Task directions: Only the lines that hold the word "Iterable" are wanted from this listing.

Record extracts:
PR #273, opened 2025-02-25
Catching raised exceptions when no passages for a document.

THOR300:
This Pull Request: 
---
- Catches raised exceptions, particularly when no passages are found for a document. 
- When we were running `run_partial_updates_of_concepts_for_batch` asynchronously the value errors that were thrown when there were no passages found for a document did not propagate and stop the program due to the use of the `asyncio.gather`. Now that we are awaiting the result the exception is being thrown and thus must be caught.
- I considered being tight on the exception handling and setting a ValueError, but then we might stop the entire program for another type of error and the prior solution didn't have granular exception handling so this is no step backwards.

### DIFF
--- a/flows/index.py
+++ b/flows/index.py
@@ -855,26 +855,25 @@ async def run_partial_updates_of_concepts_for_batch(
     """Run partial updates for concepts in a batch of documents."""
 
     logger = get_run_logger()
+    logger.info(
+        f"Updating concepts for batch of documents, documents in batch: {len(documents_batch)}."
+    )
     for i, document_importer in enumerate(documents_batch):
-        logger.info(
-            f"Updating concepts for batch of documents, {batch_size} indexing tasks for batch {documents_batch_num}."
-        )
+        try:
+            _ = await run_partial_updates_of_concepts_for_document_passages(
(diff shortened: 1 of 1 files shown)


harrisonpim (approved):

jesse-c:
> * When we were running `run_partial_updates_of_concepts_for_batch` asynchronously the value errors that were thrown when there were no passages found for a document did not propagate and stop the program due to the use of the `asyncio.gather`.

To clarify, if that's the issue, you can change `return_exceptions` to `False` [1][2]. This particular bit of 

[1] https://docs.python.org/3/library/asyncio-task.html#asyncio.gather
[2] https://github.com/climatepolicyradar/knowledge-graph/blob/main/flows/index.py#L623

> Now that we are awaiting the result the exception is being thrown and thus must be caught.

I'm confused by this, since the result was already being awaited?

Anyway, this change does seem okay, though just with a clarified understanding. We don't want 1 `DocumentImporter` in the batch taking down the rest of the batch. The batch is done sequentially, and not concurrently, so there's no gathering, and thus we could've used `return_exceptions=True` to not take down other `DocumentImporter`s in the batch.

PR #374, opened 2025-05-01
Feature/pla 570 adopt the use of continuation tokens to handle large

THOR300:
This Pull Request: 
---
- Integrates the use of continuation tokens in to our indexing pipeline. 
- Prefect [run](https://app.prefect.cloud/account/4b1558a0-3c61-4849-8b18-3e97e0516d78/workspace/1753b4f0-6221-4f6a-9233-b146518b4545/runs/flow-run/811fa339-58b4-4a93-8c3f-ccc100c0f6cc?entity_id=811fa339-58b4-4a93-8c3f-ccc100c0f6cc&state=cancelled&state=cancelling&state=completed&state=crashed&state=failed&state=paused&state=pending&state=running&state=scheduled&entity=flowRuns&entity=taskRuns&entity=events&entity=logs&entity=artifacts).


flows/boundary.py
```diff
@@ -582,20 +582,33 @@ def get_vespa_passages_from_query_response(
...
+            VespaPassage.model_validate(passage["fields"]),
+        )
         for passage in passage_hits
-    ]
+    }
 
     return vespa_passages
 
 
-def get_document_passages_from_vespa__generator(
```
THOR300, line 593: Updated to async to accommodate the use of the vespa connection pool.

flows/boundary.py
```diff
@@ -571,7 +571,7 @@ def get_continuation_tokens_from_query_response(
 
 def get_vespa_passages_from_query_response(
     vespa_query_response: VespaQueryResponse,
-) -> list[tuple[str, VespaPassage]]:
+) -> dict[TextBlockId, tuple[VespaHitId, VespaPassage]]:
```
THOR300, line 574: Updated to match the response type required by the `to_data` function.

flows/boundary.py
```diff
@@ -1182,38 +1195,24 @@ async def run_partial_updates_of_concepts_for_document_passages(
...
+            continuation_tokens=["BKAAAAABKBGA"],
+        )
 
-        grouped_concepts_n = len(grouped_concepts)
-        text_blocks_n = len(text_blocks)
-        if grouped_concepts_n != text_blocks_n:
-            raise ValueError(
-                f"there were {grouped_concepts_n} labelled passages and only "
-                f"{text_blocks_n} document passages were read from Vespa"
-            )
```
THOR300, line 1216: Conditional check removed as we no longer iterate over the `text_blocks` variable which came from grouped concepts on line `1185`. Now we could yield 1000 passages from vespa and only have 5 labelled passages and from my understanding that should be fine 🤔

flows/boundary.py
```diff
@@ -1289,9 +1280,17 @@ class DataPoint(TypedDict):
...
+        text_block_id: TextBlockId, concepts: list[VespaConcept]
+    ) -> DataPoint | None:
+        try:
+            document_passage_id = text_blocks[text_block_id][0]
+            document_passage = text_blocks[text_block_id][1]
+        except KeyError:
+            logger.error(
+                f"document passage `{text_block_id}` not found in Vespa for document `{document_import_id}`"
+            )
+            return None
```
THOR300, line 1293: Catching key errors after seeing the issue in staging runs. 

I believe this is when we have text blocks from the labelled passage array that aren't yielded from vespa.

flows/boundary.py
```diff
@@ -1302,9 +1301,13 @@ def _to_data(text_block_id: TextBlockId, concepts: list[VespaConcept]) -> DataPo
...
-    data: Iterable[dict[str, Any]] = list(
-        map(lambda x: dict(_to_data(*x)), grouped_concepts.items())
-    )
+    logger.info("Beginning creation of DataPoints.")
+    data: Iterable[dict[str, Any]] = []
+    for text_block_id, concepts in grouped_concepts.items():
+        data_point = _to_data(text_block_id, concepts)
+        if data_point:
+            data.append(dict(data_point))
+    logger.info("Finished creation of DataPoints.")
```
THOR300, line 1310: Update required to handle the potential `null` response from `_to_data`

flows/boundary.py
olaughter: Nice! Thanks for doing that

flows/boundary.py
```diff
@@ -1240,40 +1243,28 @@ async def run_partial_updates_of_concepts_for_document_passages(
...
-            # Update the accumulated dictionary with new results
-            next_text_blocks = {
-                text_block.text_block_id: (vespa_hit_id, text_block)
-                for vespa_hit_id, text_block in results
-            }
-            text_blocks = text_blocks | next_text_blocks
+        passages_generator = get_document_passages_from_vespa__generator(
+            document_import_id=document_import_id,
+            vespa_connection_pool=vespa_connection_pool,
+            continuation_tokens=["BKAAAAABKBGA"],
```
olaughter, line 1255: This shouldnt be hardcoded, should it?

tests/flows/test_boundary.py
```diff
@@ -1101,26 +1104,34 @@ async def test_get_document_passages_from_vespa__generator(
...
+
+        assert len(responses) > 1  # Validate that we did paginate
+        for vespa_passages in responses:
+            assert isinstance(vespa_passages, dict)
+            assert 0 <= len(vespa_passages) <= grouping_max
+            for passage in vespa_passages.items():
+                assert isinstance(passage[1][0], str)
+                assert isinstance(passage[1][1], VespaPassage)
+
+        assert (
```
THOR300, line 1128: Remove?

tests/flows/test_boundary.py
```diff
@@ -1101,26 +1104,34 @@ async def test_get_document_passages_from_vespa__generator(
...
+            sum(len(vespa_passages) for vespa_passages in responses)
+            == document_passages_count
+        )
```
THOR300, line 1131: Remove?

flows/boundary.py
olaughter: Probably makes sense to consider this separately to not block the continuation tokens, but I can only think this would happen when we have an issue we want to know about so would prefer to keep the check (and investigate further on possible causes)

flows/boundary.py
THOR300: Ahh yeah I don't know why I thought vespa made you pass in a primer 🙃

flows/boundary.py
THOR300: I've reverted it for this PR, once we get all the changes in and do a run we'll all be on the same page about what the issues are so can design a more appropriate solution 👍

flows/boundary.py
```diff
@@ -597,12 +597,12 @@ def get_continuation_tokens_from_query_response(
         hit_continuation_token = dig(hit, "continuation", "next", default=None)
         if hit_continuation_token:
             continuation_tokens.append(hit_continuation_token)
-    return continuation_tokens
+    return continuation_tokens if continuation_tokens else None
```
kdutia, line 600: **suggestion:** I think these are functionally equivalent?

```suggestion
    return continuation_tokens or None
```

kdutia: Even better, could this just return an empty list instead of `None` when there aren't any continuation tokens? Might mean downstream code is clearer. I can't find a part of the code where you need to know the difference between `None` and `[]`

kdutia (commented):
i don't have enough context for this PR but left a small comment anyway!

THOR300:
So I've added back in the conditional check that confirms that vespa text blocks match labelled passages and we have test failures. Upon investigation I'm unclear on how to solve this! 

From what I can see the issue is we yield 1830 passages from vespa for CCLW.executive.10014.4470 but there is only one grouped concept yielded from the labelled passages file at: 
`('CCLW.executive.10014.4470', 's3://test_bucket/labelled_passages/Q760/v4/CCLW.executive.10014.4470.json')`

image

flows/boundary.py
THOR300: Thanks! 

In the `get_document_passages_from_vespa__generator` function I'm using the conditional `while tokens is not None` to break the loop, so if we returned [] it would just continue.

olaughter (approved):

Exercise response:
-    data: Iterable[dict[str, Any]] = list(
+    data: Iterable[dict[str, Any]] = []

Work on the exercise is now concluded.